WORK TO COMPLETE ->
Find how many lines in the data below include the word "been", then write only that number.

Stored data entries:

========

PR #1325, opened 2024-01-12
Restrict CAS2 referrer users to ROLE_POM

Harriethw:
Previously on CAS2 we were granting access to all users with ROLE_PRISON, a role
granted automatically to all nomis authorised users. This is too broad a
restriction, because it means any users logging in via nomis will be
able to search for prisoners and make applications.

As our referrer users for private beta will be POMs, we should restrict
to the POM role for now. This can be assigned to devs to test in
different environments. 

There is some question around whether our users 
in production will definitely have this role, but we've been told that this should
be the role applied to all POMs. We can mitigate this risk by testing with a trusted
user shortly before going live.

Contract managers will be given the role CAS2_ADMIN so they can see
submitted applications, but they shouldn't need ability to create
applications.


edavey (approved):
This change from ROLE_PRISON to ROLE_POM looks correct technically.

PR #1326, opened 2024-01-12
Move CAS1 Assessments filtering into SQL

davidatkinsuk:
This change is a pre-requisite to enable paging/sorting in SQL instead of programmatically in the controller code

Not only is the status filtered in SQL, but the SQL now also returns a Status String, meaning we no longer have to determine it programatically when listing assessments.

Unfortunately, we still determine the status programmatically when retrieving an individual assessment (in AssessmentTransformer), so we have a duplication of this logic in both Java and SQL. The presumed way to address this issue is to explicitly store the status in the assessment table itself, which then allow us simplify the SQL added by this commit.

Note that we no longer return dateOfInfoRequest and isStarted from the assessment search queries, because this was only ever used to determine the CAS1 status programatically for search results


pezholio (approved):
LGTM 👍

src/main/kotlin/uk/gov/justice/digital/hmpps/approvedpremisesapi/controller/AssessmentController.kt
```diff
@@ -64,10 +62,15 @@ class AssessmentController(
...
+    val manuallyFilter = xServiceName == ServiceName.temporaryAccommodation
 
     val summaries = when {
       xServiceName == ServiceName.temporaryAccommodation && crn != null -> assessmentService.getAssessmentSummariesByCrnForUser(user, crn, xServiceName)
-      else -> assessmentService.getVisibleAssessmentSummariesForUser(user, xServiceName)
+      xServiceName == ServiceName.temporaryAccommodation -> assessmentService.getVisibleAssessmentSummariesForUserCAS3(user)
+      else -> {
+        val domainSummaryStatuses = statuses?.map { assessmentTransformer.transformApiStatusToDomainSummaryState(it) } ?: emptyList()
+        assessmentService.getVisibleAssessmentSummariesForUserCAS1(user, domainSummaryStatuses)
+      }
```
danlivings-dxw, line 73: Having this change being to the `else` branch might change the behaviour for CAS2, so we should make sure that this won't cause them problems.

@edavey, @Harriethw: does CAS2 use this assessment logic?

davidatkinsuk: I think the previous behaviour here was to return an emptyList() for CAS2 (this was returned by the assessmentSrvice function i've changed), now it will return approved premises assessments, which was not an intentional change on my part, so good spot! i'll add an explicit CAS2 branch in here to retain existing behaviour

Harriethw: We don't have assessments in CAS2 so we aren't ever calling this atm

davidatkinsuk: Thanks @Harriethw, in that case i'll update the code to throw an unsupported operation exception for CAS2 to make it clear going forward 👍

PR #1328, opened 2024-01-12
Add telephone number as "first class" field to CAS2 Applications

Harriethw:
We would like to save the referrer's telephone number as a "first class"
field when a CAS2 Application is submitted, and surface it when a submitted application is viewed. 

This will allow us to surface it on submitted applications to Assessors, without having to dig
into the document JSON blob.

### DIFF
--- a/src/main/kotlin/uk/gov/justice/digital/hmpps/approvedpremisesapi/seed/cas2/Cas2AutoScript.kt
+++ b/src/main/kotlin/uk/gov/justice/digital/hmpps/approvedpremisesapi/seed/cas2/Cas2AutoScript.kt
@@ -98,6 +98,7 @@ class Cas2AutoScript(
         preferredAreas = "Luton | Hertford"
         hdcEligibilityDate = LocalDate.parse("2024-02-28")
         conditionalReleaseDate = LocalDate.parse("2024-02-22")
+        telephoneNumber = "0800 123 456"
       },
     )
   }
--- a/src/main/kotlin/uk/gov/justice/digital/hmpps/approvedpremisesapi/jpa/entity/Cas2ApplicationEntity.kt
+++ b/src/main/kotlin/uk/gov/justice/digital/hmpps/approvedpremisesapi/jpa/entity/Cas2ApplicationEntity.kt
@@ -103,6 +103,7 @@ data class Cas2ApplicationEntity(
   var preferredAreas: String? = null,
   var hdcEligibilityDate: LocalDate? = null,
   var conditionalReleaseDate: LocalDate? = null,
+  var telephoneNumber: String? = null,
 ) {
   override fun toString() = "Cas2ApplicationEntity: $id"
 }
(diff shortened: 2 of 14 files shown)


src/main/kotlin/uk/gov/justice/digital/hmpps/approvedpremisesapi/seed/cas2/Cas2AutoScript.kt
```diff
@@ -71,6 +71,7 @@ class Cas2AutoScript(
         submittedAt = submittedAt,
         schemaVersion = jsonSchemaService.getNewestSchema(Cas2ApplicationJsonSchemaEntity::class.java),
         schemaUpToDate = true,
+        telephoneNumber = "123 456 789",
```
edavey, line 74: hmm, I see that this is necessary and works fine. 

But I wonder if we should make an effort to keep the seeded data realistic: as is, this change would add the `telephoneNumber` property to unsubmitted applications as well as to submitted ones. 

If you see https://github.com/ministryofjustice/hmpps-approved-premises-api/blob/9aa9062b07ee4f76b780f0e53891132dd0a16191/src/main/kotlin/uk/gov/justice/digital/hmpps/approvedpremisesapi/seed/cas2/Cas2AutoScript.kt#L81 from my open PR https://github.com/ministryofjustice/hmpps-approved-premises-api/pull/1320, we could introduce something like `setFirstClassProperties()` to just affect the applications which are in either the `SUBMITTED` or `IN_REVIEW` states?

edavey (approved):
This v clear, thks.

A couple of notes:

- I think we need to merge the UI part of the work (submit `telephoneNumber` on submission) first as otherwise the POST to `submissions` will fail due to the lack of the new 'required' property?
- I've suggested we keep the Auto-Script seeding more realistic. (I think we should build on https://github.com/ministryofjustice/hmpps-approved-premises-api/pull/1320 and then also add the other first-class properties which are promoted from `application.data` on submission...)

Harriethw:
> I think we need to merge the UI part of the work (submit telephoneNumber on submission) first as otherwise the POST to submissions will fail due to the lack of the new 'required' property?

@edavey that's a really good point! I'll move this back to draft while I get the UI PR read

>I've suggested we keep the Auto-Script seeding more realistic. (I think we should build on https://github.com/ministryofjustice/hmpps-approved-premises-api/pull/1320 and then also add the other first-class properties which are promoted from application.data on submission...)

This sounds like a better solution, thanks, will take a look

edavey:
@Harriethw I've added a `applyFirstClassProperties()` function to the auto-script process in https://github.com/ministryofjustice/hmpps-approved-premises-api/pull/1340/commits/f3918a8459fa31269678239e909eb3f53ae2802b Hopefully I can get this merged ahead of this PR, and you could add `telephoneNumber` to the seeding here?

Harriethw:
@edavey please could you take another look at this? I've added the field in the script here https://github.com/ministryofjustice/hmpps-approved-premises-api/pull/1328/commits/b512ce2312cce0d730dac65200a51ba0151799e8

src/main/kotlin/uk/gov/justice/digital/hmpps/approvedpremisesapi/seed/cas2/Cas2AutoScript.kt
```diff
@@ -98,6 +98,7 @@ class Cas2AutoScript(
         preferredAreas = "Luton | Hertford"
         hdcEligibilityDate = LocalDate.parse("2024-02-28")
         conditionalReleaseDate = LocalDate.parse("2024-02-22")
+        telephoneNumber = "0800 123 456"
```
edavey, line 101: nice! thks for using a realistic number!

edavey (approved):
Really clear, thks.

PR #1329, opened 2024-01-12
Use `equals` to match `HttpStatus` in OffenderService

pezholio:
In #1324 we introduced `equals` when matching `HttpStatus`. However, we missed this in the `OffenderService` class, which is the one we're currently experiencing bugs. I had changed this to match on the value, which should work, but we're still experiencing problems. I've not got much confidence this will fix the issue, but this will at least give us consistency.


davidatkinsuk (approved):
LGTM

========

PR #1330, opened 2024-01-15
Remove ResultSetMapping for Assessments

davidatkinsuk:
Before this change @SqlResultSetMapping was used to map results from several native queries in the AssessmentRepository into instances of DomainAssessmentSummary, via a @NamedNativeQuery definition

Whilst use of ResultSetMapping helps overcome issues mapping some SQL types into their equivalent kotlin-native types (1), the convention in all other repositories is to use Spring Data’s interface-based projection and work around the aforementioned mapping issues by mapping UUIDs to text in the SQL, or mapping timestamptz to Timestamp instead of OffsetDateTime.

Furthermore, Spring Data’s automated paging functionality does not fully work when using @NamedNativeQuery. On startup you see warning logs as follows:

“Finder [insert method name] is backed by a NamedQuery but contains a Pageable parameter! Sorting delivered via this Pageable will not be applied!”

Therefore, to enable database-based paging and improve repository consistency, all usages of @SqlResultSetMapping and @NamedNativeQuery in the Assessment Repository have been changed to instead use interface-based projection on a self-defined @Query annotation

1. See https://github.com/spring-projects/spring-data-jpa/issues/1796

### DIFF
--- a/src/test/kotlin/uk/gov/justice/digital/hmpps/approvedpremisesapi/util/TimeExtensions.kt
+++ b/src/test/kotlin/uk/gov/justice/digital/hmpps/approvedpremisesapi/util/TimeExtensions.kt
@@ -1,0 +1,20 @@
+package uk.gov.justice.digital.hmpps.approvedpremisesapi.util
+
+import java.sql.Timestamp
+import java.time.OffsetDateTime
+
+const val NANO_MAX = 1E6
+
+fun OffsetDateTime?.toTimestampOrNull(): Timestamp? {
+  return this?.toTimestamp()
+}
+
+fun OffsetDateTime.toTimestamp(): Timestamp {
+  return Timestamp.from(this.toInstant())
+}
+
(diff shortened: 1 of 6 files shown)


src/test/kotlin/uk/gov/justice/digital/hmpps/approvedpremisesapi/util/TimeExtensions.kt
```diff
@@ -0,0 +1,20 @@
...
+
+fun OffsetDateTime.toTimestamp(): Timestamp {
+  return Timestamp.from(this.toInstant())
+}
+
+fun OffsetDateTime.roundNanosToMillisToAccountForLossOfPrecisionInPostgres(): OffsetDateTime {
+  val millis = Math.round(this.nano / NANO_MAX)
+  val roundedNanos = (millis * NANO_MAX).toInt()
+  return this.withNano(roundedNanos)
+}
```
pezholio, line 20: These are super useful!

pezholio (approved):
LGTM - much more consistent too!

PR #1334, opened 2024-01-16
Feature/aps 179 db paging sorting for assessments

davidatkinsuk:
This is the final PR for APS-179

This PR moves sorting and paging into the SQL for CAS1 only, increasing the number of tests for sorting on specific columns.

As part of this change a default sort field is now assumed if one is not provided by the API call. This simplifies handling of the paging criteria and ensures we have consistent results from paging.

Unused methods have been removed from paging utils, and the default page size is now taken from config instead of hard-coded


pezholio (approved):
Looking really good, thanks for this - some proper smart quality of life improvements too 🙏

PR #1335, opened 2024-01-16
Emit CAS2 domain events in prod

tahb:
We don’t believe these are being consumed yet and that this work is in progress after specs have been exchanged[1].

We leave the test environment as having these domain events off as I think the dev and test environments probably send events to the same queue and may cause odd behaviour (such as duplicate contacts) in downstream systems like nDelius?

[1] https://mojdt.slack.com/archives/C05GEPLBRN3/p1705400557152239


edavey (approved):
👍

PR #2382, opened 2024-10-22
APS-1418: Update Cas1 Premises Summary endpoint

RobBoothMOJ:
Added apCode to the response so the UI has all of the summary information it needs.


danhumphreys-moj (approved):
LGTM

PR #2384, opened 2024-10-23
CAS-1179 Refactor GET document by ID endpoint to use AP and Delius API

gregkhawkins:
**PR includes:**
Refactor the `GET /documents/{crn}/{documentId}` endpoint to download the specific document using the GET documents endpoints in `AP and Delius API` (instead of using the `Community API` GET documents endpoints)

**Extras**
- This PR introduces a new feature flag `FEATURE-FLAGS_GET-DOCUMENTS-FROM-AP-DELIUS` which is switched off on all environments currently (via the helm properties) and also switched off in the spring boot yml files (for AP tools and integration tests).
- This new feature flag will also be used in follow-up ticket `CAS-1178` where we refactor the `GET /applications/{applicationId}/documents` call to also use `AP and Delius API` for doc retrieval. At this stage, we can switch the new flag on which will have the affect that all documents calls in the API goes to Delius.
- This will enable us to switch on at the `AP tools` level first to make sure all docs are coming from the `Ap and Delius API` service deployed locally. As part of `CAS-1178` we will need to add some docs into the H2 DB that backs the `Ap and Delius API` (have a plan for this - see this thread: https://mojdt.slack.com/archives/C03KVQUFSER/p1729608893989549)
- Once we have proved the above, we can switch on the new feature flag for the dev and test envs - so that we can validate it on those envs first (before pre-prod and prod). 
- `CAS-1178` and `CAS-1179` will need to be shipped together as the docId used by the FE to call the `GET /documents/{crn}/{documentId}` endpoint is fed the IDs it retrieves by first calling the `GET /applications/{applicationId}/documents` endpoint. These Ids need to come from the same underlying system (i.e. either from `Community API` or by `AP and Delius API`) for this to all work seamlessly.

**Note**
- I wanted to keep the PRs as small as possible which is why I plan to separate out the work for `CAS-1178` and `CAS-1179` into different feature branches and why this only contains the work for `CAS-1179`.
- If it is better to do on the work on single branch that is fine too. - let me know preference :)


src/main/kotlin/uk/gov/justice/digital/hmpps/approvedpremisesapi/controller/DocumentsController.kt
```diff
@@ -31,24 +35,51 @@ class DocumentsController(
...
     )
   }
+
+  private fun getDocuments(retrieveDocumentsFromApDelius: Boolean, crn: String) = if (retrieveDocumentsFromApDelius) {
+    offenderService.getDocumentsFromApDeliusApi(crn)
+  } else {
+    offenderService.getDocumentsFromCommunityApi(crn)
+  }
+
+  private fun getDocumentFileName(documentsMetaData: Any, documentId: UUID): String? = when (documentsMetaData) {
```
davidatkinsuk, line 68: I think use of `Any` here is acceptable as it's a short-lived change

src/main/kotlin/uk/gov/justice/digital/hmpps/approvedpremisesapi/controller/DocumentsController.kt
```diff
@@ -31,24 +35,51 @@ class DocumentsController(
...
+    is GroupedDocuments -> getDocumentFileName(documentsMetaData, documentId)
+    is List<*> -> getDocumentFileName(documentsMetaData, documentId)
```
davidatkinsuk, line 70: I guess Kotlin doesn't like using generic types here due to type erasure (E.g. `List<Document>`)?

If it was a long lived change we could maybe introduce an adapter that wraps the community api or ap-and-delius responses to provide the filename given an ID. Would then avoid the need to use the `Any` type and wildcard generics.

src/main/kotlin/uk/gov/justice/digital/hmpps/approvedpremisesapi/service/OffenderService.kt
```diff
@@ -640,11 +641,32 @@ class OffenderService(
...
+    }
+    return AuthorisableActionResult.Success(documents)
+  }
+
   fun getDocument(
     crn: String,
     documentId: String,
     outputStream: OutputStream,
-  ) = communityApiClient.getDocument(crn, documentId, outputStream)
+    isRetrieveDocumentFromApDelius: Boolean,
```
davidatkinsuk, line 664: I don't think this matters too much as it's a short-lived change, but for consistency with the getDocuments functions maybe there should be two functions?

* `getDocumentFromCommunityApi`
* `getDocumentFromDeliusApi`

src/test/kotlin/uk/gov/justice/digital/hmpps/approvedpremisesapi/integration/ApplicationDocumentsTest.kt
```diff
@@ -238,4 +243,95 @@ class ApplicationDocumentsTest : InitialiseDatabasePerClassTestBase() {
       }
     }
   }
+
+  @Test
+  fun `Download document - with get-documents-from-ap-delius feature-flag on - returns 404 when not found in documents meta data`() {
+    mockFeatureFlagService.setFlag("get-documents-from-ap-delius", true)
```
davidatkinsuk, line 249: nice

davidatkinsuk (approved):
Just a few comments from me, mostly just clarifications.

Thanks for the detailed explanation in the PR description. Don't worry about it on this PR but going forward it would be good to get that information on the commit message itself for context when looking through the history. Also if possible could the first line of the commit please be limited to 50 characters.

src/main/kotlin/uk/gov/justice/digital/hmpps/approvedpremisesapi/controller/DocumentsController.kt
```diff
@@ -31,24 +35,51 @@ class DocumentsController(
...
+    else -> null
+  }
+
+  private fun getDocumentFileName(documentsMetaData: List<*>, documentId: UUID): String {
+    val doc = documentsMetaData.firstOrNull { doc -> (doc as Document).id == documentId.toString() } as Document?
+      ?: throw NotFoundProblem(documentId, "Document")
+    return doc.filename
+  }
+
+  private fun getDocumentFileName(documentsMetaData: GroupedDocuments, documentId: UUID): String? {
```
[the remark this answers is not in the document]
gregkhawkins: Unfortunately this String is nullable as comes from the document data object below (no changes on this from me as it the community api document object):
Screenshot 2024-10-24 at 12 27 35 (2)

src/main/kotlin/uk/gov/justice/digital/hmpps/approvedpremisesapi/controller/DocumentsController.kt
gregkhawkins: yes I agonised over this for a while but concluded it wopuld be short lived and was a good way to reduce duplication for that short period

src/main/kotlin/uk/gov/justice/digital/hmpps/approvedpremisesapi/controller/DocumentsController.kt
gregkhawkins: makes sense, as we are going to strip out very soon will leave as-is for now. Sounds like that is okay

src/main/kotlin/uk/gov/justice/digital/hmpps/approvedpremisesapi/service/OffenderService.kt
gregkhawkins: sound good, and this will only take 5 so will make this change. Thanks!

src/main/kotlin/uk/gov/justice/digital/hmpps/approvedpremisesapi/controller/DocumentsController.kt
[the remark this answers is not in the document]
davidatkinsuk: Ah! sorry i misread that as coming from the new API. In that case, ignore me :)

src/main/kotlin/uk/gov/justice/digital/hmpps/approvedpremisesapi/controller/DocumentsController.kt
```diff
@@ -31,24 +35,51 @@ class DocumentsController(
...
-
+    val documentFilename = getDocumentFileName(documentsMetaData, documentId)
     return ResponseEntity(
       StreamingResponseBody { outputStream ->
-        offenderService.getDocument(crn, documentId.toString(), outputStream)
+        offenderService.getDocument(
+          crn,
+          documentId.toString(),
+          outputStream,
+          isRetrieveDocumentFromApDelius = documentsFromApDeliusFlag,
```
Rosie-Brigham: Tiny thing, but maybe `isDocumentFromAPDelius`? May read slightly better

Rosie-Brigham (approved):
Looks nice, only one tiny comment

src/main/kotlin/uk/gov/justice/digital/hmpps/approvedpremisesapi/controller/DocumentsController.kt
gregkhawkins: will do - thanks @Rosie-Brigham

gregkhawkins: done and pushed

========

WRITTEN RESPONSE ->
4